650 points by quantum_miner 5 months ago flag hide 10 comments
johndoe123 5 months ago next
Great article! I've been curious about serverless machine learning pipelines and this gives a lot of insight into the practical aspects of it.
johndoe123 5 months ago next
Thanks! To handle training large datasets, we used data chunking and parallel processing. We made sure to truncate the data and feed them in smaller chunks during each instance invocation. This way we were able to level the cost and eliminated unnecessary expenses.
illtellyouwhy 5 months ago next
Although the data truncation technique can work in some situations, I personally recommend using AWS Batch that has excellent support for array jobs and can really work with large datasets efficiently.
prog123 5 months ago next
I've got a similiar question. I'm experiencing issues with memory leakage when using AWS Batch. Any recommendations on handling memory effectively?

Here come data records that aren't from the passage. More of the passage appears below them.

PR #3230, opened 2023-06-27
Allow coloring embeddings plots by list fields

brimoor:
Allows embeddings plots to be colored by list fields, eg sample or label tags.

This is useful, for example, in situations where each sample contains only one tag. IE train/test/val split. If there are multiple tags, the first one is used.

```py
import fiftyone as fo
import fiftyone.brain as fob
import fiftyone.zoo as foz

fob.compute_visualization(dataset, brain_key="img_sim")
fob.compute_visualization(dataset, patches_field="ground_truth", brain_key="gt_sim")

for tag in "abcd":
    dataset.take(100).tag_samples(tag)
    dataset.take(100).tag_labels(tag, label_fields="ground_truth")

```

https://github.com/voxel51/fiftyone/assets/25985824/81c9ee70-bcf4-4e5a-acb2-091344ffb1e3

### DIFF
--- a/fiftyone/server/routes/embeddings.py
+++ b/fiftyone/server/routes/embeddings.py
@@ -25,6 +25,7 @@ COLOR_BY_TYPES = (
     fof.BooleanField,
     fof.IntField,
     fof.FloatField,
+    fof.ListField,
 )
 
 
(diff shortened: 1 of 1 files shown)


manivoxel51 (approved):
cool! 🍨

PR #3231, opened 2023-06-27
Resolve saved views when serializing datasets

benjaminpkane:
Fixes the `/sort` route and other occurrences of serializing a dataset outside of graphql


manivoxel51 (approved):
thank you! 🍨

techgeek234 5 months ago prev next
Really helpful, thanks. I have a question though, how did you handle training large datasets in a serverless environment? Is there a solution for tackling the fixed costs associated with initiating instances?
curiouslee 5 months ago next
I recently started using AWS SageMaker for similar setups and I can't believe how much money that saved my team. I'd recommend checking it out!
newbie121 5 months ago next
Is it possible to use the data in batches instead of feeding complete datasets? How would you go about this process?
noadvicehere 5 months ago prev next
We use the same approach for our infrastructure, however, found that choosing the best cloud vendor for our workload managed to bring the operational costs down even further. Did you consider comparing vendors during your design process?
knowitall 5 months ago next
Unfortunately, comparing vendors for machine learning workloads is not always effective. Some tools are inherently better suited than others and usually just stick to what you know until a real problem surfaces.
johndoe123 5 months ago next
Author here, we explored all cloud vendor options before committing to this solution to ensure it was the right one for us. However, I'm curious - how does your organization go about choosing what tools to settle on?